Stored data –

PR #812, opened 2018-03-27
Add field explanations for checkboxes

mattandrews:


views/pages/apply/reaching-communities-startpage.njk
```diff
@@ -64,7 +64,7 @@
         <div class="u-constrained-content s-prose">
             <h2 class="t2 t--underline accent--pink">Other ways to apply</h2>
             <p>
-                We’re available every day from 5am to midnight to discuss
+                We’re available every day from 9am to 5pm to discuss
```
davidrapson: Good catch. Should this be something like "We’re available Monday–Friday from 9am to 5pm to discuss". Week days vs. everyday?

mattandrews: Good call, just changed.

mattandrews:
Added some changes to highlight required/optional fields:

image

davidrapson:
👍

What you will do – The reply must hold exactly the lines from the one containing "views/pages/apply/reaching-communities-startpage.njk" to the last line of the entries, and nothing more.

Solution to this problem –
views/pages/apply/reaching-communities-startpage.njk
```diff
@@ -64,7 +64,7 @@
         <div class="u-constrained-content s-prose">
             <h2 class="t2 t--underline accent--pink">Other ways to apply</h2>
             <p>
-                We’re available every day from 5am to midnight to discuss
+                We’re available every day from 9am to 5pm to discuss
```
davidrapson: Good catch. Should this be something like "We’re available Monday–Friday from 9am to 5pm to discuss". Week days vs. everyday?

mattandrews: Good call, just changed.

mattandrews:
Added some changes to highlight required/optional fields:

image

davidrapson:
👍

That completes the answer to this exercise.